The results of X-ray photoemission (XPS) and valence bands spectroscopy, optically stimulated electron emission (OSEE) measurements and density functional theory based modeling of graphene oxide (GO) placed on Cu via an electrophoretic deposition (EPD) are reported. The comparison of XPS spectra of EPD prepared GO/Cu composites with those of as prepared GO, strongly reduced GO, pure and oxidized copper demonstrate the partial (until C/O ratio about two) removal of oxygen-containing functional groups from GO simultaneously with the formation of copper oxide-like layers over the metallic substrate. OSEE measurements evidence the presence of copper oxide phase in the systems simultaneously with the absence of contributions from GO with corresponding energy gap. All measurements demonstrate the similarity of the results for different thickness of GO cover of the copper surface.

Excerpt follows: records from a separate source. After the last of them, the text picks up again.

PR #72, opened 2017-03-29
Tickets/dm 9828

yalsayyad:


python/lsst/meas/algorithms/subtractBackground.py
```diff
@@ -272,19 +282,23 @@ def fitBackground(self, maskedImage, nx=0, ny=0, algorithm=None):
...
         @param[in] algorithm  name of interpolation algorithm; if None use self.config.algorithm
 
         @return fit background as an lsst.afw.math.Background
 
         @throw RuntimeError if lsst.afw.math.makeBackground returns None,
             which is apparently one way it indicates failure
         """
+
+        binSizeX = self.config.binSizeX if self.config.binSizeX else self.config.binSize
+        binSizeY = self.config.binSizeY if self.config.binSizeY else self.config.binSize
```
PaulPrice: Add explicit `== 0`?  Makes it clearer and corresponds more exactly with your config docs.

python/lsst/meas/algorithms/subtractBackground.py
```diff
@@ -327,29 +341,30 @@ def fitBackground(self, maskedImage, nx=0, ny=0, algorithm=None):
...
+                    raise ValueError("Too few points in grid (%d, %d) for order (%d) and binSize (%d, %d)" %
+                                     (nx, ny, order, binSizeX, binSizeY))
                 elif self.config.undersampleStyle == "REDUCE_INTERP_ORDER":
                     if order < 1:
                         raise ValueError("Cannot reduce approxOrder below 0.  " +
                                          "Try using undersampleStyle = \"INCREASE_NXNYSAMPLE\" instead?")
                     order = min(nx, ny) - 1
                     self.log.warn("Reducing approxOrder to %d" % order)
                 elif self.config.undersampleStyle == "INCREASE_NXNYSAMPLE":
+                    # Reduce bin size to the largest acceptable square bins
```
PaulPrice: Do they have to be square?  The `order` is (unfortunately) identical for both dimensions, but I don't think there's a reason the bin size has to be identical.

yalsayyad: They don't.  A goal with this ticket was not to change behavior of existing config. As I mentioned on the ticket comments, its not obvious what behavior is more intuitive and expected here: to reduce the bin size only in the dimension with too few data points or reduce the bin size in both dimensions. Given that everyone up until this point has specified square bins, I thought it would be least surprising if the bins were reduced in both dimensions as they were before this ticket.

python/lsst/meas/algorithms/subtractBackground.py
yalsayyad: :+1:

PR #74, opened 2017-04-13
Tickets/dm 8108

natelust:


src/CR.cc
```diff
@@ -282,7 +281,10 @@ void checkSpanForCRs(detection::Footprint *extras, // Extra spans get added to t
             }
             loc.image() = corr;
 
-            extras->addSpan(y + imageY0, x + imageX0, x + imageX0);
+            std::vector<geom::Span> spanList(extras->getSpans()->begin(),
+                                              extras->getSpans()->end());
+            spanList.push_back(geom::Span(y + imageY0, x + imageX0, x +imageX0));
+            extras->setSpans(std::make_shared<geom::SpanSet>(std::move(spanList)));
```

Theoretical modeling demonstrates favorability of migration of oxygen-containing functional groups from GO to the copper substrate only for the case of C/O ratio below two and formation of Cu-O-C bonds between substrate and GO simultaneously with the vanishing of the energy gap in GO layer. Basing on results of experimental measurements and theoretical calculations we suggest the model of atomic structure for Cu/GO interface as Cu/CuO/GO with C/O ratio in gapless GO about two.